Records contained in a dataset
PR #3648, opened 2021-07-09
Replace XML Response object in GetTransportCert with a JSON object

ckelleyRH:
Start to replace some of the uses of the `XMLObject` class.

### DIFF
--- a/base/kra/src/main/java/com/netscape/cms/servlet/csadmin/GetTransportCert.java
+++ b/base/kra/src/main/java/com/netscape/cms/servlet/csadmin/GetTransportCert.java
@@ -28,8 +28,9 @@ import javax.servlet.http.HttpServletResponse;
 
 import org.dogtagpki.server.authorization.AuthzToken;
 import org.mozilla.jss.netscape.security.util.Utils;
-import org.w3c.dom.Node;
 
+import com.fasterxml.jackson.databind.ObjectMapper;
+import com.fasterxml.jackson.databind.node.ObjectNode;
 import com.netscape.certsrv.authentication.IAuthToken;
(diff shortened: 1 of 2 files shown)


base/kra/src/main/java/com/netscape/cms/servlet/csadmin/GetTransportCert.java
```diff
@@ -133,16 +135,20 @@ protected void process(CMSRequest cmsReq) throws EBaseException {
...
             logger.debug("GetTransportCert: Sending response " + mime64);
-            XMLObject xmlObj = new XMLObject();
-            Node root = xmlObj.createRoot("XMLResponse");
 
-            xmlObj.addItemToContainer(root, "Status", SUCCESS);
-            xmlObj.addItemToContainer(root, "TransportCert", mime64);
-            byte[] cb = xmlObj.toByteArray();
+            ObjectMapper mapper = new ObjectMapper()
+                    .enable(SerializationFeature.INDENT_OUTPUT)
+                    .setAnnotationIntrospector(new JacksonAnnotationIntrospector());
```
ckelleyRH, line 141: I don't suppose this is necessary if we're about to convert to `byte[]` and fire it off, without printing the `JSON` anywhere.

edewata (approved):
LGTM. We can ignore the CI failure since it's a known issue in NSS/JSS.

edewata:
BTW, it might be nice if we could define a response class for this and use the same `JSONSerializer` to generate the JSON response. That way we don't have to use Jackson API directly.

ckelleyRH:
If it might help further removal that's a good idea.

About this task
Your task is to gather all lines from the entries above that hold the word "main".

Task response
--- a/base/kra/src/main/java/com/netscape/cms/servlet/csadmin/GetTransportCert.java
+++ b/base/kra/src/main/java/com/netscape/cms/servlet/csadmin/GetTransportCert.java
base/kra/src/main/java/com/netscape/cms/servlet/csadmin/GetTransportCert.java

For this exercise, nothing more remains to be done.